Carillion, a multinational facilities management and construction company, collapsed in January 2018 under a mountain of debt and unfinished projects. The board’s failure to grasp the company’s financial health and the risks it was taking led to its demise. The overbearing influence of management, coupled with the board’s inability to ask tough questions and its reliance on overly optimistic reports from management compromised the board’s ability to evaluate company performance and strategy independently—a lesson boards of companies large and small must heed.
One of the biggest challenges boards face is group-think. It’s the moment when everyone nods in agreement at a statement like, “It’s complicated,” and then moves on without probing further. This superficial consensus can lead to bad decisions. The role of the non-executive director (NED) involves trusting your gut and not worrying about looking or feeling foolish. When true trust exists, challenging questions are met with an understanding of good intent on all sides. NEDs aren’t there to solve problems directly; they’re there to ensure the work is done. It’s crucial to continue to prod and ask tough questions. If you’re not confident the work is being done, you must hold the line. When things go wrong, saying, “It’s complicated,” won’t suffice.
One of the fundamental principles of board governance is collective responsibility. Every board member shares accountability for the board’s decisions and the company’s performance. The Chair is pivotal in creating the conditions for overall board and individual director effectiveness. They shape the culture in the boardroom and encourage all board members to engage actively in board and committee meetings. The Chair fosters relationships based on trust, mutual respect, and open communication between non-executive directors and the executive team.
The CEO’s relationship with the Chair is particularly crucial; a strong partnership can significantly enhance board effectiveness, while tension or misalignment can severely hinder it. Non-executive directors (NEDs) play a critical role in providing independent oversight and constructive challenge to the executive team. NEDs need to be fully engaged, well-prepared, and help mitigate the risk of groupthink.

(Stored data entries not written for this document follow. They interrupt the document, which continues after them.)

Issue #88, opened 2016-01-19
Lint markdown in boilerplate with remark-lint


MoOx:

thangngoc89:
Some tools:

- https://github.com/DavidAnson/markdownlint
- https://github.com/wooorm/remark-lint (cli avaliable)

thangngoc89:
This should be easy now since we are using remark as default markdown engine

MoOx:
Boilerplate/base theme will be gone in 1.0 and the example will be minimalistic.

PR #158, opened 2016-02-18
Generate meta description and bundle it to collection

### LINKED ISSUE #79: Add something to easily generate a meta description from page content
Talking about these LoC in the boilerplate: https://github.com/MoOx/statinamic/blob/3ba0b9ffd691f48b6554359bd6f73f04d70af684/boilerplate/web_modules/Page/index.js#L6-L8

What is the use of having that function?

thangngoc89:
This PR will close #79 

This is base on https://github.com/simbo/metalsmith-better-excerpts (MIT license)

Features:

- Add a description option to md-collection-loader
- Default options:

```
const defaultOpts = {
   pruneLength: 140,
   pruneString: "…",
 }
```

- Description generation order : 

  + Read it from front matter --> return untouch
  + Get x letters and generate prune (get the hold word, don't cut in the middle)


src/md-collection-loader/index.js
```diff
@@ -100,6 +96,10 @@ module.exports = function(input) {
     ...metadata,
   }
 
+  if (query.description) {
+    mdObject = description(mdObject, query.description)
+  }
+
```
MoOx: Don't think let is necessary, this make the code not clear. Btw I am not sure we should rely and some html output. This makes things complicated.

MoOx:
What do you think about not using html rendered output as a base and use markdown to text instead? (or something like that)?

src/md-collection-loader/index.js
thangngoc89: Alright. Remove it

thangngoc89:
@MoOx I'm open to that. But I don't really know how to convert markdown into plain text . Any suggest?

MoOx:
I am looking for a solution right now :D

thangngoc89:
Maybe this one https://github.com/stiang/remove-markdown ?

MoOx:
Maybe using remark with a plugin (even a custom/stupid one that strips nodes)

thangngoc89:
Also replying on a generated HTML output is not a good idea. It will break test if the renderer changed

MoOx:
You can try this one yes.

thangngoc89:
I'll use this package instead https://github.com/wooorm/strip-markdown since it's from @-wooorm (mdast author)

MoOx:
Ok sure :)

thangngoc89:
@MoOx please take a look. Updated the first post.

I also pull in remark (required for strip-markdown). We can use it to lint markdown (#88)

src/md-collection-loader/__tests__/description.js
```diff
@@ -0,0 +1,83 @@
...
+
+test("should generate description with default option", (t) => {
+  const mdObject = {
+    head: {},
+    rawBody: fixtures.basic,
+  }
+
+  const expectedResult = "Lorem ipsum\n\nDolor sit amet, consectetur adipisicing elit, sed do eiusmod\ntempor incididunt ut labore et dolore magna aliqua. Ut enim ad…"
+
+  t.same(description(mdObject).head.description, expectedResult)
```
MoOx: You can use "is" here (=== for strings).

src/md-collection-loader/__tests__/description.js
```diff
@@ -0,0 +1,83 @@
...
+  const mdObject = {
+    head: {
+      description: "Tokyo rain bridge motion fetishism boat dissident long-chain hydrocarbons disposable sprawl warehouse cardboard Kowloon neon face forwards claymore mine spook cartel voodoo god film tattoo girl dome realism.",
+    },
+    rawBody: "",
+  }
+
+  const expectedResult = "Tokyo rain bridge motion fetishism boat dissident long-chain hydrocarbons disposable sprawl warehouse cardboard Kowloon neon face forwards claymore mine spook cartel voodoo god film tattoo girl dome realism."
+
+  t.same(description(mdObject).head.description, expectedResult)
```
MoOx: t.is too

MoOx: And to make the test more straight forward, please expect the same value (mdObject.head.description).

src/md-collection-loader/__tests__/description.js
```diff
@@ -0,0 +1,83 @@
...
+    rawBody: fixtures.basic,
+  }
+
+  const opts = {
+    pruneLength: 50,
+    pruneString: "[...]",
+  }
+
+  const expectedResult = "Lorem ipsum\n\nDolor sit amet, consectetur[...]"
+  t.same(description(mdObject, opts).head.description, expectedResult)
```
MoOx: t.is

src/md-collection-loader/__tests__/description.js
thangngoc89: Sorry. I'm new to ava

src/md-collection-loader/__tests__/description.js
thangngoc89: :+1:

src/md-collection-loader/description.js
```diff
@@ -0,0 +1,39 @@
+import remark from "remark"
+import stripMd from "strip-markdown"
+import { prune }  from "underscore.string"
+
+const defaultOpts = {
+  pruneLength: 140,
+  pruneString: "…",
```
MoOx: Is the pruneString considered when counting and splitting value?

"Limited to X chars" => "Limited to X char…"  (this is a stupid cut :D)

thangngoc89: pruneString was not count into length
Test: https://github.com/epeli/underscore.string/blob/master/tests/prune.js

"Limited to X chars"

prune 6 '...'

"Limited..." (always get the hold word)

src/md-collection-loader/description.js
```diff
@@ -0,0 +1,39 @@
...
+}
+
+export default function description(mdObject, opts = {}) {
+  opts = { ...defaultOpts, ...opts }
+
+  if (opts.pruneLength <= 0) {
+    throw new Error("Prune length must be larger than 0")
```
MoOx: Instead of throwing an error, I would prefer a warning more explicit like

```js
console.warning(
`You defined 'description.pruneLength' of md-collection-loader with an zero value. ` +
`This does not make sense, so the default value ${ defaultOpts.pruneLength } has been used. `
)
// or something like that.


// then use default value instead of 0.
// And maybe we can show this warning and use default when value is < 10 ?
```

I like having (and will try to do this more often) really verbose error/warning like React does.
I think it's really helpful.

thangngoc89: Will do. I'm really like verbose error message

CHANGELOG.md
```diff
@@ -1,3 +1,5 @@
+- Added: Generate meta description and bundle it to collection
```
MoOx: Can you add a pointer for people that will upgrade? Like adding:

```
See ``boilerplate/web_modules/layouts/Page/index.js`` for an example.
```

Where do you think we should add doc for this?

thangngoc89: I think it should be in webpack configuration. ref #160

MoOx:
Great work. Almost ready to merge ;)

src/md-collection-loader/description.js
thangngoc89: How to mock console.warning ? I usually use a sinon for this job.

thangngoc89:
@MoOx should be ready now. Do you think mocking console.warn is neccessary ?

CHANGELOG.md
MoOx: Yeah.

MoOx:
mocking console, not a necessity imo. Reading stdout maybe? Or what about adding an argument like `console = console` in fn definition (so we can override console for test).

thangngoc89:
I did that. See https://github.com/thangngoc89/statinamic/commit/1d4843e318bd3925f8d0ec29b13ef5dcfa218a7b

thangngoc89:
You should let me squash them. They're a mess.

MoOx:
Who cares. Before 1.0 :D
Anyway, maybe try to amend/force push all the time in a PR so PR is always ready to be merged?

MoOx:
I will rewrite next branch history, don't worry :)

thangngoc89:
I had bad experience with it. :-1: . Keeping commits would help reviewers easy to keep track of PR

MoOx:
Ok so I will ask before merging a release, or I will make a script that will squash and merge :)

thangngoc89:
The second option is even better. Would be awesome if Github have that "button"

The UK Corporate Governance Code 2024 emphasises the importance of board diversity, risk governance, and the role of ethics and corporate culture in achieving long-term success. As the Code evolves, it underscores the need for boards to be more transparent, accountable, and engaged with stakeholders. Future updates will likely focus on integrating environmental, social, and governance (ESG) criteria into corporate strategy, reflecting the growing importance of sustainability and ethical considerations in business. Additionally, technology’s rapid advancement will necessitate that boards stay ahead of digital trends, cyber risks, and the implications of artificial intelligence on governance practices. These trends are not just relevant in the UK but resonate globally, as companies worldwide face similar pressures and expectations.
The very notion of what an effective board looks like has shifted over the years. At a most basic level, board members consider themselves successful if they leave the company more prosperous and functional than they found it. Effective governance is not the exclusive domain of larger corporations. In fact, small and medium-sized organisations can benefit even more from robust governance structures, as they often lack the buffers that protect larger companies from shocks. The principles of transparency, accountability, and strategic oversight are crucial for survival and growth. As Warren Buffett said, “It takes 20 years to build a reputation and five minutes to ruin it. If you think about that, you’ll do things differently.”
Today’s board members are custodians whose job is to strengthen the company’s foundation, upon which future board members will continue to grow and run the business. This means corporate board members must embrace humility rather than hubris, remaining vigilant and adaptable as they lead in an increasingly chaotic world. And remember, a board meeting without rigorous debate is like a bath without water: sure, you can sit in it, but what’s the point?